Safety nets that supported working families in previous generations -- employer-provided health benefits, affordable housing, college and retirement savings -- have steadily eroded, Gosselin explains.
"Many of risks have been handed over in ways that people didn't notice, and requires them to do jobs that are spectacularly complex," explains Gosselin. "We need to be our own investment bankers for retirement and college savings, insurance brokers to understand our homeowners' policies, and lawyers to understand all the documents that get handed to us. It's not that we can't do these jobs -- but people have lives to lead and don't do lots of these jobs."
No Simple Matter
For example, in his book Gosselin interviews several Nobel Laureates in economics about how they handled their own retirement portfolios, and found they made the same mistakes as the average investor. "It turns out that [retirement investing] doesn't just paralyze ordinary mortals, but also the Nobel Prize winners who came up with the theories we're supposed to use to make these decisions," says Gosselin.
Moreover, consumers are operating in markets that are so lightly regulated, even the person who becomes a "specialist" and figures out how to invest his 401(k) plan must also be a watchdog, and determine if the plan is ripping him off with egregious hidden fees. When consumers do get hurt by a health insurer who arbitrarily rejects a claim, or a 401(k) plan administrator that fails to follow their instructions, they face a Herculean fight for justice.
Free-Market Chaos
Gosselin cites the Supreme Court decision earlier this year in LaRue v. DeWolff, Boberg & Associates. In that case, James LaRue had instructed his 401(k) plan to change the investments in his portfolio, but the administrator never carried out his request -- resulting in a $150,000 loss between 2001 and 2002. LaRue sued for a breach of fiduciary duty under the Employee Retirement Income Security Act (ERISA), but the lower courts ruled he couldn't sue to recover his losses because they didn't affect all or a large number of plan participants. The Supreme Court later reversed those decisions.
"Here's a case of a person who judged the risk, made a decision, ordered it to be executed, and they didn't do it," says Gosselin. "And until the Supreme Court came along and said ‘maybe a company does have some obligation to respond to the direct orders of somebody,' this guy was out the money.

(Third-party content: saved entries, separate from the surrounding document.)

PR #55, opened 2026-05-28
fix: implement __eq__ and __ne__ for CopyOnWriteDict

prakhar-singh1928:
fix: implement __eq__ and __ne__ for CopyOnWriteDict

Fixes equality comparison bug where CopyOnWriteDict compared equal to {} even when containing data from its wrapped original mapping. This caused apply_policy() to incorrectly drop valid payload modifications when plugins removed all arguments.

### Summary
CopyOnWriteDict now compares equality using its materialized logical mapping instead of the empty backing dict storage. This preserves valid hook payload updates when a plugin transforms populated args into an empty {} payload.

Closes:[ #54](https://github.com/contextforge-org/cpex/issues/54)

### Changes
- Add __eq__() to CopyOnWriteDict so equality compares logical mapping contents rather than backing storage
- Add __ne__() for consistent inequality behavior
- Explicitly mark CopyOnWriteDict as unhashable with __hash__ = None ( for lint issues)
- Add equality and regression coverage in tests/unit/cpex/framework/test_memory.py
- Add apply_policy() regression coverage in tests/unit/cpex/framework/test_policies.py
- Add executor-path regression coverage for the tool_pre_invoke empty-args flow in tests/unit/cpex/framework/test_policies.py

### Checks

- [x] PR-scoped lint issues addressed
- [ ] make lint passes
- [ ] make test passes

### DIFF
--- a/cpex/framework/memory.py
+++ b/cpex/framework/memory.py
@@ -173,6 +173,47 @@ class CopyOnWriteDict(dict):
         """
         return f"CopyOnWriteDict({dict(self.items())})"
 
+    __hash__ = None
+
+    def __eq__(self, other: Any) -> bool:
+        """
+        Compare equality with another mapping.
+
+        Compares the materialized logical mapping (original + modifications - deletions)
+        rather than the empty base dict storage.
+
+        Args:
+            other: The object to compare with.
+
+        Returns:
+            True if other is a Mapping with the same key-value pairs, False otherwise.
+            Returns NotImplemented for non-Mapping types to allow other.__eq__ to handle it.
+        """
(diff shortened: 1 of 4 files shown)


vishu-bh (approved):
Thanks @prakhar-singh1928!

Fixes CopyOnWriteDict equality to compare the materialized mapping instead of the empty underlying dict storage. That preserves valid plugin payload modifications, including the WXO case where wxo_* args are stripped and the resulting args become {}.

The added regression tests cover direct equality, policy application, and the tool_pre_invoke executor path.

LGTM ☘️

terylt (approved):
LGTM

"Financial markets are wonderful, they innovate like crazy, but they can also cheat like crazy, and the reason you have regulation is to be sure they stay within human bounds -- and we haven't done it for a generation," says Gosselin. "We took this free-market credo and we let basically our employers, our insurers, and our real estate agents run right off the end of the pier with it -- and we're the ones stuck with the consequences."
Commerce vs. Trust
Along with broader financial issues, the Yahoo! Finance survey also found a huge number of consumers troubled by their everyday transactions. Three-quarters of those polled said they're somewhat or very worried "that most retail and service companies play games with pricing and it's hard to get a fair deal."
"Companies have abandoned the whole idea of pricing," says Bob Sullivan, author of "Gotcha Capitalism: How Hidden Fees Rip You Off Every Day -- and What You Can Do About It." "There will be one price on the store window, one that the [salesperson will quote] you, and they always tack on stuff afterward. There is an awful lot of animosity between consumers and the stores that service them. I think it's a genuine threat not just to civility, but the way the economy functions -- any kind of commerce involves trust."